Considering all the above mentioned can someone help me with some advice related how can I put on track a solution to monitor all my hardware equipment?

Thank you in advance for the provided feedback.

John

rkennedy · Post by **rkennedy** » Fri Sep 30, 2016 1:43 pm

There's a lot of information, so going to break down your post and add notes. If you feel I missed anything, or have more questions, feel free to post them.

-> Mainly it will be to gather hardware status (overall, disks, power supply, CPU failure, RAM failure, sensors failure, fans and so on. I am not interest to to gather any performance of the systems at the moment)

Your best friend is going to be SNMP as that's more than likely how you'll want to monitor all of this.

-> Have the possibility to configure the tool with a central servers and hubs/gateways in all the remote sites and in different domains.
-> Have the possibility to use the central server ( preferably a cluster of 2 to allow redundancy) as master server from where to deploy all the needed scripts towards hubs/gateways.

Are you looking to have mod_gearman, NRPE, or check_by_ssh proxy all of your checks at different sites, and then report back to Nagios? Would need clarification here, but here are a few documents that are relevant.
https://assets.nagios.com/downloads/nag ... ios_XI.pdf
https://support.nagios.com/kb/article.php?id=484

-> Gather all the alerts from all hubs/gateways and have a possibility to store them in a DB located on a machine from our central site.

Metrics will be stored in XI's database, but you should be able to offload your database. I'm not sure how well this would work with the database being at a different site.
https://assets.nagios.com/downloads/nag ... Server.pdf

Servers:

- HP Servers from G6 to G9
- IBM Servers System X
- Lenovo x3250 M6
- Dell PowerEdge

Storage:

- HP MSA, HP EVA 4400, HP 3PAR
- IBM DS3250, IBM DS4700, IBM StorWise 3700
- NetApp FAS2220
- EMC Clariion, VNX

SW :

Brocade for FC
HP, Cisco for LAN

Provided they all have SNMP support, you should be able to gain the metrics you're after. You may be able to find plugins that are specific for these devices, over at https://exchange.nagios.org. Most of the items you've listed click in my head as having a plugin written for them already.

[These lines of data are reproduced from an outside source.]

PR #15, opened 2019-06-12
SEP 11 - Windows: copy python.exe to salt-*.exe

markuskramerIgitt:
https://github.com/saltstack/salt/issues/53254


waynew:
This will be SEP 11 - feel free to update your .md file!

twangboy:
The problem with just renaming `python.exe` to `salt-minion.exe` is that many other salt tools use `python.exe`. For example, `salt-call`, `salt-master`, `salt-key`, `salt`, etc... We would probably want to create binaries for each of these.

markuskramerIgitt:
@twangboy This SEP is not about renaming python.exe, but copying python.exe.

damon-atkins:
> For maintenance and bug-reporting, it would be beneficial if the salt client processes in the Windows task manager would be named

image

What problem are you trying to solve?
Do you have any examples?

waynew:
I *think* @twangboy's point is that we'd want to have several copies, such as `salt-call.exe`, `salt-master.exe`, `salt-key.exe`. I need to get on a Windows box, but I seem to recall that using `[entrypoints]` with setuptools will generate `.exe` files for each command. Of course, Salt isn't using setuptools, but it's possible that we might be able to vendor in that sort of behavior.

markuskramerIgitt:
@damon-atkins, the problem is that most of our customers, and probably many support colleagues are unaware of the 'Comand line' column you show. At least I was until now. Customers are neither trained nor willing to dig into the task manager. They see the 'Name' column and report a problem with 'Python.exe', which increasingly gets connected with the ominous "Salt" thing. 
As the connection is not obvious, more not-obvious connections from problems to Salt are created. So I have an increasing number of "my computer is slow" problems, which must be the "Salt" thing. 

Any Programs I know has its name in the 'Name' column. Salt does not. I find this a little sad for such a good program, and I have an increasing stream of unrelated problems, or bad reputation.

Btw, how did you include the picture?

markuskramerIgitt:
@twangboy, @waynew I agree: any salt-* command should have its own *.exe.

I think we can achieve that with a simple Windows `copy`.

I also would like that the Wix tool, after the Nullsoft tool, finally becomes the second installation procedure.
A third procedure (setuptools), would not help in that direction.

waynew:
I can confirm that yes, the setuptools approach does create a `.exe`.

I think what we would want to do then is do whatever setuptools is doing to create the .exe on Windows.

0011-copy_python_exe.md
```diff
@@ -0,0 +1,37 @@
...
+
+# Motivation
+[motivation]: #motivation
+
+For maintenance and bug-reporting.
+
+# Design
+[design]: #detailed-design
+
+copy python.exe to salt-minion.exe and reference the latter, e.g in salt-minion.bat
```
waynew: There may some better alternatives than strictly copying python.exe, like using the Setuptools approach. I think that the SEP should just specify that we want to create `salt-*.exe`, and provide a couple of options, since it's likely that there will be issues with one approach or another.

waynew:
@markuskramerIgitt I think fundamentally we all like the idea, though I think we should be flexible on the implementation.

thatch45:
I will throw a wrench in the works, I recently got pyinstaller working reliably with Salt and it could make a single salt.exe that could encapsulate all salt commands and make it so that we only need to distribute a single file. Let me chat with @twangboy about this idea.

waynew:
Sounds like we definitely have some options on how we get it done, but the fundamental idea is a good one 😁

markuskramerIgitt:
I continue to suggest that the Windows task manager shows specific names for the processes:

- `salt-minion`
- `salt-master`
  
I no longer suggest how to achieve this goal,  e.g. by copying python.exe or creating several *.exe like Thomas suggests.

0011-copy_python_exe.md
markuskramerIgitt: I no longer want or can discuss the implementation. Please feel free to change the detailled design.

thatch45:
We did try this out and it looked like the executable was making an additional process which would arguably negate ethe benefit.

thatch45:
yes, it does, unfortunately. I will try to get something inline with salt-bin to test

markuskramerIgitt:
@thatch45 , `c:\salt\bin\python.exe` does not contain the word "python" to call a spawned process "python.exe". 
I would bet another script was calling the original python.exe. 

We get increasing heat inside the company from "python.exe"

0011-copy_python_exe.md
markuskramerIgitt: I will try to find time for a test

thatch45:
I will need to comment that at this time all Linux distros show up in the process table as `python salt-minion` and that the complaint that you are surfacing does not seem to be affecting others.
If you want to call the salt-minion.exc directly you can do so. Or you are more than welcome to try and create a single binary using a tool like salt-bin: https://github.com/saltstack/salt-bin

markuskramerIgitt:
`python salt-minion`, as on Linux, would give Windows end users or the help desk enough information to route the problem ticket.

I will now stop working on this SEP until someone else joins who is affected too and would like to collaborate. 
Please feel free to close this SEP at your discretion.


I could have another look into salt-bin, once we are able to use Python3.

waynew:
tl;dr: `salt` showing up in the process table 👍 - copying `python.exe` to `salt-*.exe` 👎 

---

As a follow-up, we're rejecting this not because we dislike the idea of having `salt` show up in the process table - just the implementation of copying python.exe to salt.exe.

Also, we do have some plans around using salt-bin, which would accomplish the desired goal here.

If you'd like to open a new SEP with a different implementation based on the discussion here, that would be 👍 or we can just let things resolve naturally.

Fundamentally *we like the idea of having Salt show up in the process table*, we just don't like this specific implementation.

PR #16, opened 2019-07-16
SEP 12 - Engines live configuration

cbosdo:
Allow adding /removing engines without restart the minion

### DIFF
--- a/update-engines-without-minion-restart.md
+++ b/update-engines-without-minion-restart.md
@@ -1,0 +1,37 @@
+- Feature Name: update-engines-without-minion-restart
+- Start Date: 2019-07-16 
+- SEP Status: Draft
+- SEP PR: https://github.com/saltstack/salt-enhancement-proposals/pull/16
+- Salt Issue: 
+
+# Summary
+[summary]: #summary
+
+Being able to restart minion engines without having to restart the minion itself.
+
+# Motivation
+[motivation]: #motivation
+
+As a user I need to run a new engine on a minion, but restarting the minion needs to be done carefully and may not happen when I need it.
+This is already possible with beacons.
+
+# Design
+[design]: #detailed-design
+
+The engine configuration could be either in the configuration or in the pillar.
+When refreshing the pillar, loop over the engines configuration and start or stop the engines according to the new configuration.
+
+## Alternatives
+[alternatives]: #alternatives
+
+The alternative is to manually restart the salt minion, with all the problems this can bring.
+
+## Unresolved questions
+[unresolved]: #unresolved-questions
+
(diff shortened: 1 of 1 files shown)


update-engines-without-minion-restart.md
```diff
@@ -0,0 +1,37 @@
+- Feature Name: update-engines-without-minion-restart
+- Start Date: 2019-07-16 
+- SEP Status: Draft
+- SEP PR:
```
waynew:
```suggestion
- SEP PR: https://github.com/saltstack/salt-enhancement-proposals/pull/16
```

cbosdo: Done. Thanks

waynew:
@cro do you have any thoughts about this? Someone suggested you might be familiar with this.

thatch45:
I think this would be great!

max-arnold:
+1 for this feature!

Recently I wrote a couple of beacons that take some time to run, and unfortunately, they block the minion event loop.  An engine would be a better fit for this task; however, it is not so easy to configure and deploy/update.

My first concern is the automatic restart on each pillar refresh. I'm not sure when it happens, and there is a related bug https://github.com/saltstack/salt/issues/54941. This could lead to unnecessary restarts, even if there are no actual changes in engine code or configuration.

Also, an engine could have some internal state that needs to be persisted/flushed, so maybe it makes sense to provide a pre-shutdown/restart callback (or a signal handler). On first glance, forced restarts could be problematic for some of the [existing engines](https://github.com/saltstack/salt/tree/master/salt/engines).

max-arnold:
And I just realized that engines could be run on a master, so it is also useful to restart them without bringing the master down. How could this be handled?

waynew:
> I think this would be great!

@cbosdo not much more to say than that.

We discussed this in our core meeting today, so the rest of the approvals should show up soon and we can get that merged in.

@garethgreenaway has some relevant information about this that he can provide, but he's pretty busy right now so it may be January before he can get to this.

thatch45:
By relevant information, this means that he can outline what it will take to get this added in. Likely a runner for master engines and an execution module for minion engines. Just because we merge a SEP does not mean that we will be able to implement it, a SEP is an approval of a feature so someone can feel safe dedicating the time to create it :)

cbosdo:
@thatch45 @waynew thanks for the infos. I am also rather busy with the virt module and states as well as other related things. Wouldn't be able to start on that before January either.

waynew:
@cbosdo This SEP has been accepted 👍 When you (or anyone else) has time to start working on this, we look forward to seeing your implementation!

cbosdo:
Thanks @waynew. I'm still fairly busy here, if someone wants to pick it feel free to do it. I'll try to come to it later, most probably around spring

rkennedy · Post by **rkennedy** » Fri Sep 30, 2016 1:45 pm

One more thing to add - if you're after a HA setup take a look at our partner Linbit whom can offer that on top of XI: http://www.linbit.com/en/resources/tech ... centos-6-5

maid3n_55 · Post by **maid3n_55** » Mon Oct 03, 2016 1:39 am

Hi Rkennedy,

Thanks a lot for the provided answers, but I am getting back to this as I want to make sure that you can help me with the right solution.

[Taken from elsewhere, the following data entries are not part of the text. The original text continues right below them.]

PR #21, opened 2019-10-04
SEP 15 - Blacken Salt :black_heart:

waynew:
See the [text of the SEP](https://github.com/waynew/salt-enhancement-proposals/blob/black/black.md) 🖤

### DIFF
--- a/black.md
+++ b/black.md
@@ -37,6 +37,13 @@ the use of Black and lint. As `pre-commit` runs `black`, `isort` and lint
 checks, it will allow us all to focus on the logic and design of the PRs
 which will increase the stability and quality of Salt.
 
+#### Lint Names
+
+Additionally, on the rare occasion that we need to disable lint rules, we will
+disable based on name, instead of number. The existing disabled lint numbers
+will be changed to the corresponding names as part of the PR that implements
+this SEP. 
+
 ### Git Blame? 
 
 Because the introduction of Black will absolutely touch every file in the
--- a/black.md
+++ b/black.md
@@ -33,7 +33,7 @@ there is only “one way to do it”. Accepting double quotes was extremely
 difficult for Tom, but if he can do it, anyone can.
 
 Salt will also adopt [pre-commit](https://pre-commit.com) in order to automate
-the use of Black and lint. As `pre-commit` runs `black`, `isort` and lint
+the use of Black and lint. As `pre-commit` runs `black`, `isort` (using `force_single_line=True`) and lint
 checks, it will allow us all to focus on the logic and design of the PRs
 which will increase the stability and quality of Salt.
 
--- a/black.md
+++ b/black.md
@@ -1,0 +1,74 @@
+- Feature Name: blackened-seasoning
+- Start Date: 2019-10-04
+- SEP Status: Draft
+- SEP PR: (leave this empty)
+- Salt Issue: (leave this empty)
+
+# Summary
+[summary]: #summary
+
+Adopt `pre-commit`, `black`, and `isort` for Salt.
+
+# Motivation
+[motivation]: #motivation
+
+There have been a *number* of PRs to Salt that have had minor style changes
+requested, either to bring the coding style in to line with the general Salt
+project or within the specific module, when it deviates from Salt's typical
+standards.
+
+Additionally there are a number of commits that are produced just to satisfy
+the linter. If we automate the formatting of our code, this goes away. We also
+achieve consistency throughout the Salt codebase.    
+
+
+# Design
+[design]: #detailed-design
+
+### Black, Pre-commit, and You
+ 
+Salt will adopt [Black](https://github.com/psf/black) as our code formatter of
+choice. By adopting an opinionated formatter we are taking the approach that
+there is only “one way to do it”. Accepting double quotes was extremely
+difficult for Tom, but if he can do it, anyone can.
+
+Salt will also adopt [pre-commit](https://pre-commit.com) in order to automate
+the use of Black and lint. As `pre-commit` runs `black`, `isort` and lint
+checks, it will allow us all to focus on the logic and design of the PRs
+which will increase the stability and quality of Salt.
+
+### Git Blame? 
+
+Because the introduction of Black will absolutely touch every file in the
+codebase (except perhaps a `__init__.py` file or two), a member of the Salt
+core team will create that commit using the `--author` flag set to `Salt
+Refactor <jenkins@saltstack.com>` so it’s
+obvious in `git blame` that those changes are due to `black`ening the codebase.
+
+This commit hash will also be added to a `.git-blame-ignore-revs` file, so it
+can easily be used in the `git blame --ignore-revs-file=.git-blame-ignore-revs`
+command, as well as automatically be used with the `git hyper-blame` extension.
+
+### Updated Docs
+
+Adopting these tools for automation will require us to update our documentation
+to make it simple for Salt contributors.
+
+## Alternatives
+[alternatives]: #alternatives
+
+We could use `sq-black`, a fork of Black that allows single quotes. This
+would require maintenance of the fork.
+
+## Unresolved questions
+[unresolved]: #unresolved-questions
+
+None?
+
+# Drawbacks
+[drawbacks]: #drawbacks
+
+We could *not* do this, because it will add some overhead when researching
+issues via `git blame`. Especially formatting changes. It will require updating
+the documentation. There will also require rebasing of any work done before the
+formatting change.


black.md
```diff
@@ -0,0 +1,74 @@
...
+### Updated Docs
+
+Adopting these tools for automation will require us to update our documentation
+to make it simple for Salt contributors.
+
+## Alternatives
+[alternatives]: #alternatives
+
+We could use `sq-black`, a fork of Black that allows single quotes. This
+would require maintenance of the fork.
```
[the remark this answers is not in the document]
s0undt3ch: Though sticking with the original black project will reduce headaches in the future.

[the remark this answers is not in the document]
cheburakshu: `black -S foo.py` doesn't format strings and let you use single quote. But, the codebase will have single and double quotes.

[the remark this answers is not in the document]
s0undt3ch: Oh no. It's all or nothing, no middle ground. Either single, or double.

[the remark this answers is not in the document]
cheburakshu: ok. 👍

thatch45:
This has been a long hard fight to use single quotes, but this seems to be the end. I see how this will solve many other formatting issues which is a worthy trade-off.

black.md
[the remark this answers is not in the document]
mirceaulinic: FWIW, Black has an option `--skip-string-normalization` that doesn't enforce double or single quotes. Might be a good trade-off, if we want to preserve the current style. :man_shrugging:

thatch45:
`--skip-string-normalization`

black.md
```diff
@@ -0,0 +1,74 @@
...
+
+### Black, Pre-commit, and You
+ 
+Salt will adopt [Black](https://github.com/psf/black) as our code formatter of
+choice. By adopting an opinionated formatter we are taking the approach that
+there is only “one way to do it”. Accepting double quotes was extremely
+difficult for Tom, but if he can do it, anyone can.
+
+Salt will also adopt [pre-commit](https://pre-commit.com) in order to automate
+the use of Black and lint. As `pre-commit` runs `black`, `isort` and lint
```
nixjdm: I recommend [https://github.com/asottile/reorder_python_imports](reorder_python_imports) instead of isort. It shares black's philosophy of being nearly unconfigurable.

If you want to use isort, I would also suggest using reorder-python-imports's choice of breaking imports into individual lines by setting `force_single_line` to `True`. This will achieve [reorder-python-imports's stated single aim](https://github.com/asottile/reorder_python_imports#why-this-style) of having a practical effect beyond just style - avoiding merge conflicts. With the number of Salt PRs, that could really help.

black.md
```diff
@@ -0,0 +1,74 @@
...
+checks, it will allow us all to focus on the logic and design of the PRs
+which will increase the stability and quality of Salt.
+
+### Git Blame? 
+
+Because the introduction of Black will absolutely touch every file in the
+codebase (except perhaps a `__init__.py` file or two), a member of the Salt
+core team will create that commit using the `--author` flag set to `Salt
+Refactor <jenkins@saltstack.com>` so it’s
```
nixjdm: The changes made by black and the import orderer (whichever one is chosen) would be good to put in this commit, and then added to the ignore list. If you add flake8 or another linter or linting rule, those should probably be kept out since they should require a human to implement. flake8 has a lot of good complaints that won't be fixed by black, by the way.

nixjdm: flake8 should also probably not be added to pre-commit or jenkins tests until it's complaints are handled, to not bring everything else to a halt. Making flake8 happy will require some effort.

black.md
s0undt3ch: Reorder python imports does not account for PyLint comments, inline or before the import, it just leaves them behind or it would also be my choice.

But yes, I agree with you, one import per line to reduce conflicts.

black.md
s0undt3ch: Salt doesn't follow the full pep8 "rules" and the parts it does follow, PyLint handles them, however, once black is enabled, all formatting checks in PyLint will be disabled since black will be responsible for that part.

nixjdm: Yes, I'm aware of that. [Link for those who have seen it.](https://docs.saltstack.com/en/latest/topics/development/conventions/style.html) I don't have an issue with not following pep8 rules strictly. Any divergence that we want to keep could be ignored with a flake8 ignore list.

Apart from style, flake8 does catch some useful things that could be actual bugs, especially with [bugbear](https://github.com/PyCQA/flake8-bugbear). For example (without bugbear), if I see a redefinition of a function, it would be helpful to see an inline ignore and/or comment if it's intentional. On a pre-commit, there'd be a good chance a redefinition is a bug.

black.md
nixjdm: Good point, thanks.

black.md
s0undt3ch: Flake8 would be counter the *black* choice. This an `or` scenario, not an `and` scenario. By this I mean, flake8 hasn't been considered an option and so far, me personally, I don't see us wanting to adopt it. Again, this is my personal view on this matter.

An interesting reading about this subject https://www.kevinpeters.net/auto-formatters-for-python

PyLint does catch the particular example you mentioned and of course others.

"Your best friend is going to be SNMP as that's more than likely how you'll want to monitor all of this."

To be honest I want to use SNMP only in those cases where the devices does not have CLI, where there is a CLI I want to use the CLI. Almost all my devices except under 10 machines can be queried for hardware status via CLI.

"Are you looking to have mod_gearman, NRPE, or check_by_ssh proxy all of your checks at different sites, and then report back to Nagios? Would need clarification here, but here are a few documents that are relevant.
https://assets.nagios.com/downloads/nag ... ios_XI.pdf
https://support.nagios.com/kb/article.php?id=484"

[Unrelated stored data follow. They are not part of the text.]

PR #23, opened 2019-10-24
SEP 17 - Job acknowledgement events

lukasraska:
Rendered markdown: https://github.com/lukasraska/salt-enhancement-proposals/blob/job-ack-event/job-ack-event.md

Basic idea is to be able to determine whether minion received job event, or not (due to various reasons). Particularly usable in integrated systems to determine if retrying is an option.

### DIFF
--- a/job-ack-event.md
+++ b/job-ack-event.md
@@ -1,0 +1,84 @@
+- Feature Name: job-ack-event
+- Start Date: 2019-10-24
+- SEP Status: Draft
+- SEP PR: (leave this empty)
+- Salt Issue: (leave this empty)
+
+# Summary
+[summary]: #summary
+
+Trigger job acknowledge events from minion, before it starts executing the job.
+
+# Motivation
+[motivation]: #motivation
+
+Currently, there seems to be no possibilty to detect if Minion successfully obtained job event. Although there is `saltutil.running`, which could be used to determine it, it creates the same problem as it's another job execution.
+
+The main focus is for integrations to determine whether the job has been started on minion, or if it went stale (e.g. minion is not executing the job although it should), so it can be safely retried.
+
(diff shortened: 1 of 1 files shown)


thatch45:
I LOVE this SEP, I made the saltutil.running system before beacons and the event bus was in full swing! I would also consider leveraging a beacon that also just fired what jobs are running on a regular cadence which would be much smoother than how we track running jobs now

lukasraska:
Beacon could be an option here, to periodically send all running jobs. That will however not help 100% here. It will almost certainly miss short-running jobs (but then you will receive return event from the job, so not that big of an issue), but it won't be "realtime" and will always fire. 

If the beacon is set up for every minute and the job lasts 30 minutes, you get 30 events instead of single ack. But as temporary solution it's usable. I was also looking into how engines are working on minion, but it seems it can only listen for fired events from minion, not the opposite way (so essentially it works as on master, you can catch what minion sends, not what master sends).

waynew:
Yeah, I don't have much to add other than this is a fantastic idea :)

lukasraska:
@waynew Could we get this moved to "Final Comment Period"? :)

waynew:
@lukasraska yeah, sorry for the delay - there has been much travel and holiday time. I'll bring it up in our core meeting tomorrow.

waynew:
@lukasraska I brought it up in our meeting, and the consensus is 👍

There should be some official votes coming in soon and we can get this approved/merged. In our discussion it came up that this is an awesome idea, but it's potentially a large undertaking. @thatch45 has a bunch of information that he plans to share, but this week is super busy for him. You should be able to expect a response from him next Friday.

Let us know if you have any other questions!

lukasraska:
Great, I have PR for this ready (with tests, more or less), so I will just wait for follow-up

lukasraska:
Any comment to this SEP, @thatch45 ?
If not, I will prepare the implementation and it can be incrementally enhanced as the details arise. Thanks

waynew:
@lukasraska This SEP has been accepted 👍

From what I've noticed the Gearman mode was mainly designed to offload the checks to "workers" and offer redundancy in case of failure. Can you please let me know if the Gearman mode can be used only to offload the checks? I don't want to have a workload offloaded to another worker.

I trying to clear a little bit more the picture:

1. Central site - let's call it NOC
2. Remote location 1 - different GEO location from NOC and all other locations, different IP ranges, S2SVPN with ONLY with NOC
3. Remote location 2 - different GEO location from NOC and all other locations, different IP ranges, S2SVPN with ONLY with NOC
.
.
N. Remote location n - different GEO location from NOC and all other locations, different IP ranges, S2SVPN with ONLY with NOC

So, what I want to achieve it will be :

- Have a central Nagios machine ( preferably redundant ) - Can it be configured as a Root Management server? from where we can :
* Install all the scripts/customization for all the devices that we want to monitor
* deploy a specific set of the above on a specific Nagios Hub/worker/Gateway in a remote location
* receive alerts from Nagios Hub/worker/Gateway and store them locally in it's own DB ( maybe clustered )?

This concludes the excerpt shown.